● **EXERCISE DIRECTIONS**: The whole of the data is to be returned without a single change.

● **DATA UNDER STUDY**:

Issue #1823, opened 2026-05-06
Replace integration tests by unit tests


mstimberg:
Our current test suite consists mainly of integration tests, even simple tests run the full machinery and often end with a `run(0*ms)` to trigger code generation/compilation. Instead, we should add proper unit tests and use techniques like mocking to only test the relevant part of the code base. This should significantly lower the time taken by our test suite which is currently way to long (up to 2h even with the massively parallel workflows).

nishantraghuvanshi:
Hi @mstimberg 
Starting to work on this issue to replace integration tests with unit tests.
I am planning to measure the current baseline time for running test and then create unit tests and compare timings.

PR #1861, opened 2026-08-13
Skip gc.collect() in Network.run() when unused-object warnings are disabled

AxelNoun:
Recreates #1860, which was closed automatically on 12 Aug when the fork
hosting its branch was detached during an account cleanup on my side —
my mistake, apologies for the noise.

The head commit is byte-identical to the original PR (`f9291df8be`).
All prior context and discussion: https://github.com/brian-team/brian2/pull/1860

---

Skips the explicit `gc.collect()` at the start of `Network.run()` when the `logging.warn_for_unused_objects` preference is disabled.

### Motivation

The only purpose of this collection is to trigger `BrianObject.__del__` for objects that were created but never included in a network, so that the "was never included in a network" warning can be raised. That warning is already gated by `prefs.logging.warn_for_unused_objects` inside `BrianObject.__del__`, so when the preference is `False` the collection has no user visible effect, but it still has a fixed cost: a full pass over all tracked objects (about 140k of them right after `import brian2`, roughly 80 ms per call on my machine).

This fixed cost dominates short runs. On Windows (CPython 3.14), 500 consecutive `run(0*ms)` calls with the warning disabled spent about 37.9 s out of 40 s (more than 90%) inside `gc.collect()`. Since #1823 points out that many tests end with a `run(0*ms)` just to trigger code generation, and since the test runner already sets `logging.warn_for_unused_objects = False` (`brian2/tests/__init__.py`), the whole test suite benefits directly from this change: on a small Linux machine (1 vCPU, CPython 3.12), `gc.collect()` accounted for roughly 45 to 50% of the wall time of the `codegen_independent` run of `test_neurongroup.py` before this change, and only a few percent after. These numbers are indicative and machine dependent; happy to rerun benchmarks if useful.

### Behaviour

* Default behaviour is unchanged: the preference defaults to `True`, so the collection happens exactly as before.
* With the preference disabled, no warning was emitted before and none is emitted now. The only observable difference is that unused objects are collected later, by the regular generational garbage collector, instead of eagerly at the start of `run()`. Users who rely on the eager collection for memory reasons can call `gc.collect()` themselves.
* The existing tests `test_unused_object_warning` and `test_magic_unused_object` pass unchanged (they enable the preference explicitly).

### Changes

* `brian2/core/network.py`: make the collection conditional and explain why in the comment.
* `brian2/utils/logger.py`: document the link in the description of the preference (this also updates the generated preference documentation).
* `brian2/tests/test_network.py`: add `test_conditional_gc_collect`, a regression test checking via `unittest.mock` that the collection happens if and only if the preference is enabled.

### Out of scope

* `MagicNetwork.after_run()` also calls `gc.collect()` after every magic `run()`. That call frees objects that were kept alive by the magic network, so it is not purely warning related and is left untouched here; it could be revisited as part of #1823.
* The broader test suite restructuring of #1823, and `cpp_standalone` run overhead, which is a separate topic.

Supersedes #1843: I had opened the same core change from a branch that has since been deleted, and closed that PR before review. Compared to #1843, this version adds the regression test and the documentation update for the preference.

### DIFF
--- a/brian2/core/network.py
+++ b/brian2/core/network.py
@@ -1106,8 +1106,13 @@ class Network(Nameable):
             raise ValueError(
                 f"Function 'run' expected a non-negative duration but got '{duration}'"
             )
-        # This will trigger warnings for objects that have not been included in a network
-        gc.collect()
+        # Trigger a garbage collection to raise warnings for objects that have
+        # been created but never included in a network (see
+        # `BrianObject.__del__`). A full collection can take a significant
+        # amount of time, in particular for short or repeated runs (see #1823),
+        # so it is only performed when these warnings are enabled.
+        if prefs.logging.warn_for_unused_objects:
+            gc.collect()
         device = get_device()  # Do not use the ProxyDevice -- slightly faster
 
         if profile is None:
--- a/brian2/tests/test_network.py
+++ b/brian2/tests/test_network.py
@@ -1908,6 +1908,31 @@ def test_unused_object_warning():
 
 
 @pytest.mark.codegen_independent
+def test_conditional_gc_collect():
+    # The garbage collection at the start of Network.run only serves to raise
+    # the warning for unused objects. It is costly and therefore skipped when
+    # the warning is disabled (see #1823).
+    import gc
+    from unittest import mock
+
+    group = NeuronGroup(1, "v : 1")
+    net = Network(group)
+    _old_pref = prefs.logging.warn_for_unused_objects
+    try:
+        with catch_logs():
+            net.run(0 * ms)  # warm up (code generation, caches, ...)
+            with mock.patch.object(gc, "collect", wraps=gc.collect) as mocked:
+                prefs.logging.warn_for_unused_objects = False
+                net.run(0 * ms)
+                assert mocked.call_count == 0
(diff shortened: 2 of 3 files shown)


mstimberg (approved):
Thanks for the PR, and apologies for having taken so long to review. This makes perfect sense to me, and everything looks good. I made a tiny change in the comments, and replaced references to #1823 (which is general and does not specifically talk about garbage collection) by #1861 (i.e., this PR).

AxelNoun:
> Thanks for the PR, and apologies for having taken so long to review. This makes perfect sense to me, and everything looks good. I made a tiny change in the comments, and replaced references to #1823 (which is general and does not specifically talk about garbage collection) by #1861 (i.e., this PR).

Thanks for the review and for updating the comments and issue references! I appreciate you taking the time to look it over.

Are there any other tasks or issues I should focus on as a priority right now?

mstimberg:
> Are there any other tasks or issues I should focus on as a priority right now?

I'm currently trying to wrap up things to do a release (it's been way too long…) and I am quite busy with some other things, but I'll give it a thought and get back to you! Thanks for the offer to help out :blush:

● **SOLUTION**:
Issue #1823, opened 2026-05-06
Replace integration tests by unit tests


mstimberg:
Our current test suite consists mainly of integration tests, even simple tests run the full machinery and often end with a `run(0*ms)` to trigger code generation/compilation. Instead, we should add proper unit tests and use techniques like mocking to only test the relevant part of the code base. This should significantly lower the time taken by our test suite which is currently way to long (up to 2h even with the massively parallel workflows).

nishantraghuvanshi:
Hi @mstimberg 
Starting to work on this issue to replace integration tests with unit tests.
I am planning to measure the current baseline time for running test and then create unit tests and compare timings.

PR #1861, opened 2026-08-13
Skip gc.collect() in Network.run() when unused-object warnings are disabled

AxelNoun:
Recreates #1860, which was closed automatically on 12 Aug when the fork
hosting its branch was detached during an account cleanup on my side —
my mistake, apologies for the noise.

The head commit is byte-identical to the original PR (`f9291df8be`).
All prior context and discussion: https://github.com/brian-team/brian2/pull/1860

---

Skips the explicit `gc.collect()` at the start of `Network.run()` when the `logging.warn_for_unused_objects` preference is disabled.

### Motivation

The only purpose of this collection is to trigger `BrianObject.__del__` for objects that were created but never included in a network, so that the "was never included in a network" warning can be raised. That warning is already gated by `prefs.logging.warn_for_unused_objects` inside `BrianObject.__del__`, so when the preference is `False` the collection has no user visible effect, but it still has a fixed cost: a full pass over all tracked objects (about 140k of them right after `import brian2`, roughly 80 ms per call on my machine).

This fixed cost dominates short runs. On Windows (CPython 3.14), 500 consecutive `run(0*ms)` calls with the warning disabled spent about 37.9 s out of 40 s (more than 90%) inside `gc.collect()`. Since #1823 points out that many tests end with a `run(0*ms)` just to trigger code generation, and since the test runner already sets `logging.warn_for_unused_objects = False` (`brian2/tests/__init__.py`), the whole test suite benefits directly from this change: on a small Linux machine (1 vCPU, CPython 3.12), `gc.collect()` accounted for roughly 45 to 50% of the wall time of the `codegen_independent` run of `test_neurongroup.py` before this change, and only a few percent after. These numbers are indicative and machine dependent; happy to rerun benchmarks if useful.

### Behaviour

* Default behaviour is unchanged: the preference defaults to `True`, so the collection happens exactly as before.
* With the preference disabled, no warning was emitted before and none is emitted now. The only observable difference is that unused objects are collected later, by the regular generational garbage collector, instead of eagerly at the start of `run()`. Users who rely on the eager collection for memory reasons can call `gc.collect()` themselves.
* The existing tests `test_unused_object_warning` and `test_magic_unused_object` pass unchanged (they enable the preference explicitly).

### Changes

* `brian2/core/network.py`: make the collection conditional and explain why in the comment.
* `brian2/utils/logger.py`: document the link in the description of the preference (this also updates the generated preference documentation).
* `brian2/tests/test_network.py`: add `test_conditional_gc_collect`, a regression test checking via `unittest.mock` that the collection happens if and only if the preference is enabled.

### Out of scope

* `MagicNetwork.after_run()` also calls `gc.collect()` after every magic `run()`. That call frees objects that were kept alive by the magic network, so it is not purely warning related and is left untouched here; it could be revisited as part of #1823.
* The broader test suite restructuring of #1823, and `cpp_standalone` run overhead, which is a separate topic.

Supersedes #1843: I had opened the same core change from a branch that has since been deleted, and closed that PR before review. Compared to #1843, this version adds the regression test and the documentation update for the preference.

### DIFF
--- a/brian2/core/network.py
+++ b/brian2/core/network.py
@@ -1106,8 +1106,13 @@ class Network(Nameable):
             raise ValueError(
                 f"Function 'run' expected a non-negative duration but got '{duration}'"
             )
-        # This will trigger warnings for objects that have not been included in a network
-        gc.collect()
+        # Trigger a garbage collection to raise warnings for objects that have
+        # been created but never included in a network (see
+        # `BrianObject.__del__`). A full collection can take a significant
+        # amount of time, in particular for short or repeated runs (see #1823),
+        # so it is only performed when these warnings are enabled.
+        if prefs.logging.warn_for_unused_objects:
+            gc.collect()
         device = get_device()  # Do not use the ProxyDevice -- slightly faster
 
         if profile is None:
--- a/brian2/tests/test_network.py
+++ b/brian2/tests/test_network.py
@@ -1908,6 +1908,31 @@ def test_unused_object_warning():
 
 
 @pytest.mark.codegen_independent
+def test_conditional_gc_collect():
+    # The garbage collection at the start of Network.run only serves to raise
+    # the warning for unused objects. It is costly and therefore skipped when
+    # the warning is disabled (see #1823).
+    import gc
+    from unittest import mock
+
+    group = NeuronGroup(1, "v : 1")
+    net = Network(group)
+    _old_pref = prefs.logging.warn_for_unused_objects
+    try:
+        with catch_logs():
+            net.run(0 * ms)  # warm up (code generation, caches, ...)
+            with mock.patch.object(gc, "collect", wraps=gc.collect) as mocked:
+                prefs.logging.warn_for_unused_objects = False
+                net.run(0 * ms)
+                assert mocked.call_count == 0
(diff shortened: 2 of 3 files shown)


mstimberg (approved):
Thanks for the PR, and apologies for having taken so long to review. This makes perfect sense to me, and everything looks good. I made a tiny change in the comments, and replaced references to #1823 (which is general and does not specifically talk about garbage collection) by #1861 (i.e., this PR).

AxelNoun:
> Thanks for the PR, and apologies for having taken so long to review. This makes perfect sense to me, and everything looks good. I made a tiny change in the comments, and replaced references to #1823 (which is general and does not specifically talk about garbage collection) by #1861 (i.e., this PR).

Thanks for the review and for updating the comments and issue references! I appreciate you taking the time to look it over.

Are there any other tasks or issues I should focus on as a priority right now?

mstimberg:
> Are there any other tasks or issues I should focus on as a priority right now?

I'm currently trying to wrap up things to do a release (it's been way too long…) and I am quite busy with some other things, but I'll give it a thought and get back to you! Thanks for the offer to help out :blush:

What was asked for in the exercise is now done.